◆ What is being asked
The records follow. Copy each one exactly.

◆ Records supplied

[Start of Attachment]

PR #1815, opened 2017-12-18
repo: handle invalid snaps

sergiusens:
Handle invalid snaps listed under `build-snaps`, provide a nice error. Also add retries to the information fetching logic to be able to have easier debugging information when the network goes wrong.

-----

### DIFF
--- a/snapcraft/internal/repo/errors.py
+++ b/snapcraft/internal/repo/errors.py
@@ -85,7 +85,8 @@ class SnapUnavailableError(RepoError):
 
     fmt = ('Failed to install or refresh a snap: {snap_name!r} does not exist '
            'or is not available on the desired channel {snap_channel!r}. '
-           'Verify that the snap is available.')
+           'Use `snap info {snap_name}` to get a list of channels the '
+           'snap is available on.')
 
     def __init__(self, *, snap_name: str, snap_channel: str) -> None:
         super().__init__(snap_name=snap_name, snap_channel=snap_channel)
--- a/snapcraft/internal/repo/errors.py
+++ b/snapcraft/internal/repo/errors.py
@@ -81,6 +81,16 @@ class UnpackError(RepoError):
         super().__init__(package=package)
 
 
+class SnapUnavailableError(RepoError):
+
+    fmt = ('Failed to install or refresh a snap: {snap_name!r} does not exist '
+           'or is not available on the desired channel {snap_channel!r}. '
+           'Verify that the snap is available.')
+
+    def __init__(self, *, snap_name: str, snap_channel: str) -> None:
+        super().__init__(snap_name=snap_name, snap_channel=snap_channel)
+
+
 class SnapInstallError(RepoError):
 
     fmt = ('Error while installing snap {snap_name!r} from channel '
--- a/snapcraft/internal/repo/snaps.py
+++ b/snapcraft/internal/repo/snaps.py
@@ -138,6 +138,9 @@ class SnapPackage:
         try:
             return store_channels[self.channel]['confinement'] == 'classic'
         except KeyError:
+            # We have seen some KeyError issues when running tests that are
+            # hard to debug as they only occur there, logging in debug mode
+            # will help uncover the root cause if it happens again.
             logger.debug('Current store channels are {!r} and the store'
                          'payload is {!r}'.format(store_channels,
                                                   self._store_snap_info))
--- a/snapcraft/internal/repo/snaps.py
+++ b/snapcraft/internal/repo/snaps.py
@@ -76,7 +76,10 @@ class SnapPackage:
     @property
     def in_store(self):
         if self._is_in_store is None:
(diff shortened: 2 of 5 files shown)


sergiusens:
This is mostly a non invasive change; I will think about using exceptions more broadly next year and how to fit that into the grammar.

sergiusens:
I don't understand how this failed as I ran static before committing :-/

kyrofa:
> I don't understand how this failed as I ran static before committing :-/

Is it possible you have a newer version of mypy installed than the one in our dependencies? We should update that...

snapcraft/internal/repo/errors.py
```diff
@@ -81,6 +81,16 @@ def __init__(self, package):
         super().__init__(package=package)
 
 
+class SnapUnavailableError(RepoError):
+
+    fmt = ('Failed to install or refresh a snap: {snap_name!r} does not exist '
+           'or is not available on the desired channel {snap_channel!r}. '
+           'Verify that the snap is available.')
```
kyrofa: Perhaps "use `snap info {snap_name}` to list available channels" or something that similarly directs them to how to verify that it's available?

sergiusens:
@kyrofa no, it was me pressing the space bar on the editor by mistake while committing :confused:

snapcraft/internal/repo/snaps.py
```diff
@@ -89,12 +92,25 @@ def get_local_snap_info(self):
...
     def get_store_snap_info(self):
-        """Returns a store payload for the snap.
-
-        Validity of the results are determined by checking self.remote."""
+        """Returns a store payload for the snap."""
         if self._is_in_store is None:
-            with contextlib.suppress(exceptions.HTTPError):
-                self._store_snap_info = _get_store_snap_info(self.name)
+            retry_count = 5
+            while retry_count > 0:
```
kyrofa: Why the retry loop, are we seeing a lot of timeouts? Can you add a comment in the code as well?

snapcraft/internal/repo/snaps.py
```diff
@@ -116,7 +132,13 @@ def get_current_channel(self):
 
     def is_classic(self):
         store_channels = self._get_store_channels()
-        return store_channels[self.channel]['confinement'] == 'classic'
+        try:
+            return store_channels[self.channel]['confinement'] == 'classic'
+        except KeyError:
+            logger.debug('Current store channels are {!r} and the store'
```
kyrofa: Does this ever happen when it isn't a legit error? Might be helpful to actually print this like an error (but formatted a little better), which would be nice for determining the channels that _are_ available in case they mistyped one or the snap isn't released into that channel.

snapcraft/tests/integration/general/test_build_snaps.py
```diff
@@ -45,3 +47,26 @@ def test_build_snap(self):
         self.run_snapcraft('build')
         self.assertTrue(
             snapcraft.repo.snaps.SnapPackage.is_snap_installed(self.snap))
+
+
+class BuildSnapsErrorsTestCase(integration.TestCase):
+
+    def test_inexistent_build_snap(self):
```
kyrofa: I'd also like to see a test for a snap that exists, but is unavailable in the given channel.

snapcraft/internal/repo/snaps.py
sergiusens: on armhf adt tests none else ;-)

snapcraft/internal/repo/snaps.py
sergiusens: we don't know why this happens, we see it in the armhf tests, this PR just started as printing this log then I discovered something was wrong with the logic that verifies we were doing the right thing (as was mentioned in part of the docstring).

snapcraft/tests/integration/general/test_build_snaps.py
sergiusens: oh, that is a much harder one :-)

sergiusens:
@kyrofa I believe to have addressed all the issues, please take another look

snapcraft/tests/integration/general/test_build_snaps.py
```diff
@@ -45,3 +47,53 @@ def test_build_snap(self):
...
+        # If the snap tested here does not exist, then BuildSnapsTestCase
+        # will fail.
+        if os.environ.get('ADT_TEST') and self.deb_arch == 'armhf':
+            self.expectFailure('The autopkgtest armhf runners cannot '
+                               'install snaps')
+        snapcraft_yaml = fixture_setup.SnapcraftYaml(self.path)
+        snapcraft_yaml.update_part(
+            'test-part-with-build-snap', {
+                'plugin': 'nil',
+                'build-snaps': ['u1test-snap-with-tracks/not-exists/candidate']
```
kyrofa: Hey, there you go.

[End of Attachment]

◆ Output for this task
PR #1815, opened 2017-12-18
repo: handle invalid snaps

sergiusens:
Handle invalid snaps listed under `build-snaps`, provide a nice error. Also add retries to the information fetching logic to be able to have easier debugging information when the network goes wrong.

-----

### DIFF
--- a/snapcraft/internal/repo/errors.py
+++ b/snapcraft/internal/repo/errors.py
@@ -85,7 +85,8 @@ class SnapUnavailableError(RepoError):
 
     fmt = ('Failed to install or refresh a snap: {snap_name!r} does not exist '
            'or is not available on the desired channel {snap_channel!r}. '
-           'Verify that the snap is available.')
+           'Use `snap info {snap_name}` to get a list of channels the '
+           'snap is available on.')
 
     def __init__(self, *, snap_name: str, snap_channel: str) -> None:
         super().__init__(snap_name=snap_name, snap_channel=snap_channel)
--- a/snapcraft/internal/repo/errors.py
+++ b/snapcraft/internal/repo/errors.py
@@ -81,6 +81,16 @@ class UnpackError(RepoError):
         super().__init__(package=package)
 
 
+class SnapUnavailableError(RepoError):
+
+    fmt = ('Failed to install or refresh a snap: {snap_name!r} does not exist '
+           'or is not available on the desired channel {snap_channel!r}. '
+           'Verify that the snap is available.')
+
+    def __init__(self, *, snap_name: str, snap_channel: str) -> None:
+        super().__init__(snap_name=snap_name, snap_channel=snap_channel)
+
+
 class SnapInstallError(RepoError):
 
     fmt = ('Error while installing snap {snap_name!r} from channel '
--- a/snapcraft/internal/repo/snaps.py
+++ b/snapcraft/internal/repo/snaps.py
@@ -138,6 +138,9 @@ class SnapPackage:
         try:
             return store_channels[self.channel]['confinement'] == 'classic'
         except KeyError:
+            # We have seen some KeyError issues when running tests that are
+            # hard to debug as they only occur there, logging in debug mode
+            # will help uncover the root cause if it happens again.
             logger.debug('Current store channels are {!r} and the store'
                          'payload is {!r}'.format(store_channels,
                                                   self._store_snap_info))
--- a/snapcraft/internal/repo/snaps.py
+++ b/snapcraft/internal/repo/snaps.py
@@ -76,7 +76,10 @@ class SnapPackage:
     @property
     def in_store(self):
         if self._is_in_store is None:
(diff shortened: 2 of 5 files shown)


sergiusens:
This is mostly a non invasive change; I will think about using exceptions more broadly next year and how to fit that into the grammar.

sergiusens:
I don't understand how this failed as I ran static before committing :-/

kyrofa:
> I don't understand how this failed as I ran static before committing :-/

Is it possible you have a newer version of mypy installed than the one in our dependencies? We should update that...

snapcraft/internal/repo/errors.py
```diff
@@ -81,6 +81,16 @@ def __init__(self, package):
         super().__init__(package=package)
 
 
+class SnapUnavailableError(RepoError):
+
+    fmt = ('Failed to install or refresh a snap: {snap_name!r} does not exist '
+           'or is not available on the desired channel {snap_channel!r}. '
+           'Verify that the snap is available.')
```
kyrofa: Perhaps "use `snap info {snap_name}` to list available channels" or something that similarly directs them to how to verify that it's available?

sergiusens:
@kyrofa no, it was me pressing the space bar on the editor by mistake while committing :confused:

snapcraft/internal/repo/snaps.py
```diff
@@ -89,12 +92,25 @@ def get_local_snap_info(self):
...
     def get_store_snap_info(self):
-        """Returns a store payload for the snap.
-
-        Validity of the results are determined by checking self.remote."""
+        """Returns a store payload for the snap."""
         if self._is_in_store is None:
-            with contextlib.suppress(exceptions.HTTPError):
-                self._store_snap_info = _get_store_snap_info(self.name)
+            retry_count = 5
+            while retry_count > 0:
```
kyrofa: Why the retry loop, are we seeing a lot of timeouts? Can you add a comment in the code as well?

snapcraft/internal/repo/snaps.py
```diff
@@ -116,7 +132,13 @@ def get_current_channel(self):
 
     def is_classic(self):
         store_channels = self._get_store_channels()
-        return store_channels[self.channel]['confinement'] == 'classic'
+        try:
+            return store_channels[self.channel]['confinement'] == 'classic'
+        except KeyError:
+            logger.debug('Current store channels are {!r} and the store'
```
kyrofa: Does this ever happen when it isn't a legit error? Might be helpful to actually print this like an error (but formatted a little better), which would be nice for determining the channels that _are_ available in case they mistyped one or the snap isn't released into that channel.

snapcraft/tests/integration/general/test_build_snaps.py
```diff
@@ -45,3 +47,26 @@ def test_build_snap(self):
         self.run_snapcraft('build')
         self.assertTrue(
             snapcraft.repo.snaps.SnapPackage.is_snap_installed(self.snap))
+
+
+class BuildSnapsErrorsTestCase(integration.TestCase):
+
+    def test_inexistent_build_snap(self):
```
kyrofa: I'd also like to see a test for a snap that exists, but is unavailable in the given channel.

snapcraft/internal/repo/snaps.py
sergiusens: on armhf adt tests none else ;-)

snapcraft/internal/repo/snaps.py
sergiusens: we don't know why this happens, we see it in the armhf tests, this PR just started as printing this log then I discovered something was wrong with the logic that verifies we were doing the right thing (as was mentioned in part of the docstring).

snapcraft/tests/integration/general/test_build_snaps.py
sergiusens: oh, that is a much harder one :-)

sergiusens:
@kyrofa I believe to have addressed all the issues, please take another look

snapcraft/tests/integration/general/test_build_snaps.py
```diff
@@ -45,3 +47,53 @@ def test_build_snap(self):
...
+        # If the snap tested here does not exist, then BuildSnapsTestCase
+        # will fail.
+        if os.environ.get('ADT_TEST') and self.deb_arch == 'armhf':
+            self.expectFailure('The autopkgtest armhf runners cannot '
+                               'install snaps')
+        snapcraft_yaml = fixture_setup.SnapcraftYaml(self.path)
+        snapcraft_yaml.update_part(
+            'test-part-with-build-snap', {
+                'plugin': 'nil',
+                'build-snaps': ['u1test-snap-with-tracks/not-exists/candidate']
```
kyrofa: Hey, there you go.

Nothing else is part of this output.